I have to agree that the port facilities will return, and support some local economy. The Quarter will be there too, but as a fake Disneylandish version for the tourist trade (and maybe to some extent it already was). The city that gave it its vitality will be as scattered as its people.
On that note, the Saints have already made plans to move their operations to San Antonio, where their owner has a home and business interests. It can’t be a coincidence that it’s the largest US market without an NFL team (except for LA), and has a ready-made stadium. You can tell where this is headed, right? The team already depended on state subsidies to stay in the Superdome, and that now will be unusable for an extended period. Other claims on funding will have priority for a long time, and the city will be even less capable by far of supporting an NFL team anyway. The Saints are marching out, and look for other businesses that don’t have to be there to move too.

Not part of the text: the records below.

PR #3640, opened 2021-03-01
Move mocks into folders in package directories

rfranzke:

/area dev-productivity
/kind cleanup
/priority normal

Instead of having mocks in `./pkg/mock/...` representing the directory structure we are now generating the mocks in dedicated folders in the package directories themselves (i.e., if package `foo` is in `./pkg/path/to/foo` then the mock would be in `pkg/path/to/foo/mock` instead of `./pkg/mock/gardener/path/to/foo`.
Hence, the `./pkg/mock/gardener` folder is eliminated completely. Only the mocks for third-party/vendored packages remain in `./pkg/mock` now.

/cc @BeckerMax 

**Release note**:

```action dependency
The mocks for Gardener packages were moved to dedicated folders in the respective package directories, i.e., if there is package `foo` in `./pkg/path/to/foo` then the mock would be in `pkg/path/to/foo/mock` instead of `./pkg/mock/gardener/path/to/foo`. Only the mocks for third-party/vendored packages remain in `./pkg/mock`.
```


timebertt (approved):
Thanks for cleaning up.
/lgtm

timebertt:
https://github.com/gardener/gardener/pull/3641 will conflict with this.
Can we merge this PR, so that I can rebase https://github.com/gardener/gardener/pull/3641?

rfranzke:
I think we can, it's only a little restructuring of the mocks. So I'll merge it, please rebase your PR :) Thanks!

Will people tolerate being put into camps like that? I honestly don’t know. I think it’s more likely that there will be vouchers and money to be used for travel and rent. If 1.5 million people move out into the general population, some will stay with relatives. The rest will rent apartments and stay in hotels. What would that do to hotel and apartment rates?

If space in the camps were offered, a lot of people who have nowhere else to go (how much vacant hotel or apartment space can there be in the region now?) would gladly go there.

But would you tolerant the government offering no help to those people other than to put them in a barracks-style housing?

It seems more likely to me that people will simply be paid emergency money to travel throughout the country to find lodging. I honestly don’t have a clue how many people we’re talking about, though, and that certainly impacts the choices.

Also, I think you’re going to see a massive charitable effort, which could even include people taking refugees into their homes or otherwise putting them up in their communities. The U.S. people raised over a billion dollars for Tsunami relief. They’ll raise ten times that amount if they have to to help their fellow Americans, I’ll bet. That would be $20,000 for every one of 500,000 refugees.

er, ‘tolerate’.

Yep. If we’re talking about, say, 500k displaced persons… are there even that many available rentable properties or hotel rooms in that part of the south? At some point refugee camps become the only option because there’s nothing else to be done.

Why do they have to stay in that part of the south? If we’re talking temporary lodging, why couldn’t they take a bus to the midwest if that’s where they had to go? They have no jobs anyway, and no prospect of getting one until they go home. So I don’t know why they’d have to stay that close to the area.

If you’re questioning whether people would tolerate only an offer of a berth in a tent city, I think you also have to question whether people would tolerate an offer that requires them to move hundreds of miles away from familiar territory. Don’t underestimate the emotional attachment to even an abstract conception of “home.”

Now, if the offer were for one or the other, I can see that being more generally acceptable, even though neither alternative is particularly great.